Requires Rust >= 1.70 and [maturin](https://github.com/PyO3/maturin):

```bash
pip install maturin
cd bindings/python
maturin develop            # debug build
maturin develop --release  # optimized build
```

## Using in Pyodide (browser / WebAssembly)

`formualizer` ships a Pyodide-tagged wheel (`*-pyodide_<abi>_wasm32.whl`) alongside the native wheels on PyPI. Inside a Pyodide runtime:

```python
import micropip
await micropip.install("formualizer")

import formualizer as fz
wb = fz.Workbook()
wb.add_sheet("Sheet1")
wb.set_value("Sheet1", 1, 1, 20)
wb.set_value("Sheet1", 2, 1, 22)
wb.set_formula("Sheet1", 1, 2, "=SUM(A1:A2)")
wb.evaluate_cell("Sheet1", 1, 2)  # -> 42.0
```

**Supported Pyodide versions:** 0.29.x (ABI `pyodide_2025_0`). Later minors may require a new wheel — check the PyPI release matrix for your target Pyodide version.

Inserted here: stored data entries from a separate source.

PR #7800, opened 2022-11-11
Rewrites embed code to make more sense

Alliostra:
## About The Pull Request

Items have an embed multiplier that makes it more/less likely than normal for that item to embed. Unfortunately, the way this was calculated caused to the problem that if a weapon used to have a negative base chance to embed (without the embed multiplier calculated in), then even having an insanely high embed multiplier would never cause the weapon to embed. This is now fixed, and for the majority of weapons, everything stays the same. Only weapons that had a non-standard embed mult now behave differently. 
Those weapons that are designed to embed such as throwing knives, the ritual dagger or the displacement dagger are now much more likely to embed. 
Weapons that had a higher embed multiplier before (saws including chainsaws, pickaxes including drills and jackhammers , the meat hook and the fire axe)  should have roughly the same chance of embedding now than they did before, but leaving the chances completely the same is impossible, as the embed chance also varies with damage and robustness.

Also, of the changes seem weird at first, keep in mind that the default embed mult has been changed from being 0.5 to being 1.

## Why It's Good For The Game

Items that were intended to embed by having high embed multipliers often could not. The embed chance calculation now works more intuitively.

## Changelog
:cl:
balance: changes to weapon embedding, so weapons that were designed to embed, but could not due to a bad formula now have a much higher chance of embedding.
/:cl:

### DIFF
--- a/code/modules/mob/living/carbon/carbon_defense.dm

**Pyodide-specific behavior:**
- `EvaluationConfig()` and `Workbook()` default `enable_parallel = False` on `sys.platform == "emscripten"` (Pyodide has no threads). You can still opt in, but it falls back to single-threaded execution.
- XLSX byte I/O (`Workbook.to_xlsx_bytes`, `Workbook.from_bytes`, `load_workbook_bytes`) uses the `umya` backend on all platforms.
- Python UDFs registered via `Workbook.register_function` work identically to native; single-cell refs arrive as scalars (Excel-native semantics).

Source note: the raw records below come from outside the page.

PR #7806, opened 2022-11-13
Lights no longer process

MLGTASTICa:
## About The Pull Request
Removes around 600+ objects from machinery processing

## Why It's Good For The Game
Less CPU spent on useless stuff that is already handle by APCs

## Changelog
:cl:
code: Lights no longer double their power draw.
/:cl:

### DIFF
--- a/code/modules/power/lighting.dm
+++ b/code/modules/power/lighting.dm
@@ -636,20 +636,6 @@
 				broken()
 	return
 
-//blob effect
-
-
-// timed process
-// use power
-
-#define LIGHTING_POWER_FACTOR 20		//20W per unit luminosity
-
-
-/obj/machinery/light/Process()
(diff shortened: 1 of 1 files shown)


SirRichardFrancis (approved):
Imo that's better be delegated to APCs, rather than entirely removed, but not a big deal.

MLGTASTICa:
> Imo that's better be delegated to APCs, rather than entirely removed, but not a big deal.

All power consumption should be handled by APCs , with their draw being modified with signals sent from machinery whenever they're on and off and with the APC keeping a queue of machinery to provide power to , with power_change being called when said power status changes ,but we are in 2022 on eris which is built on bay 🤮  code

Pink-Chink (approved):

PR #7809, opened 2022-11-14
System override timer reduction

Kurgis:
## About The Pull Request
Makes the Malf AI's System Override reasonably achievable. It should no longer be expected to take ~2 hours to self-destruct the ship.

Cost for system override reduced to help mid-round Malf AIs.

Adjusted when command announcements trigger for both lore, and the fact there's no real metagame rules.

## Why It's Good For The Game
The AI blowing up the ship finally has the needed closure of the round. The AI spends the time murdering people, only for it to sputter out into a "glorious death" scenario. Even on low-pop of ~5 players as Malf AI, in a 4 hour round, I was still unable to successfully perform override. That was years ago, and was when I realized this role was dead end garbage with little ground to explore as it currently stood. This isn't exploring anything, it's just one step to getting to the best part of a Malf AI round, it ending. This time, hopefully with an attempt at closure.

## Changelog
:cl:
balance: Malfunctioning AIs may now get closer to their goal of destroying the ship with a faster system override command, one which doesn't take two hours to complete.
/:cl:

### DIFF
--- a/code/game/gamemodes/malfunction/newmalf_ability_trees/tree_networking.dm
+++ b/code/game/gamemodes/malfunction/newmalf_ability_trees/tree_networking.dm
@@ -32,7 +32,7 @@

### Building a Pyodide wheel from source

For local development or targeting a Pyodide version that isn't on PyPI:

```bash
./scripts/build-pyodide-wheel.sh
./scripts/smoke-pyodide-wheel.sh dist/pyodide/*-pyodide_*_wasm32.whl
```

The build script derives Python, ABI, Emscripten, and Rust toolchain from `pyodide config` (no hardcoded versions), installs Pyodide's custom wasm-EH Rust sysroot over the stock rustup target, and retags the output wheel to the platform tag Pyodide's `micropip` expects.

## Testing

```bash
pip install formualizer[dev]
pytest bindings/python/tests
ruff check bindings/python
mypy bindings/python/formualizer
```

## Workspace layout

```
formualizer/
  crates/                    # Rust core (parse, eval, workbook, sheetport)
  bindings/python/
    formualizer/             # Python package (helpers, visitor, type stubs)
    src/                     # PyO3 bridge (Rust -> Python)
```

The Python wheel links directly against the Rust crates — there is no runtime FFI overhead beyond the initial C-to-Rust boundary.

## License

Dual-licensed under [MIT](../../LICENSE-MIT) or [Apache-2.0](../../LICENSE-APACHE), at your option.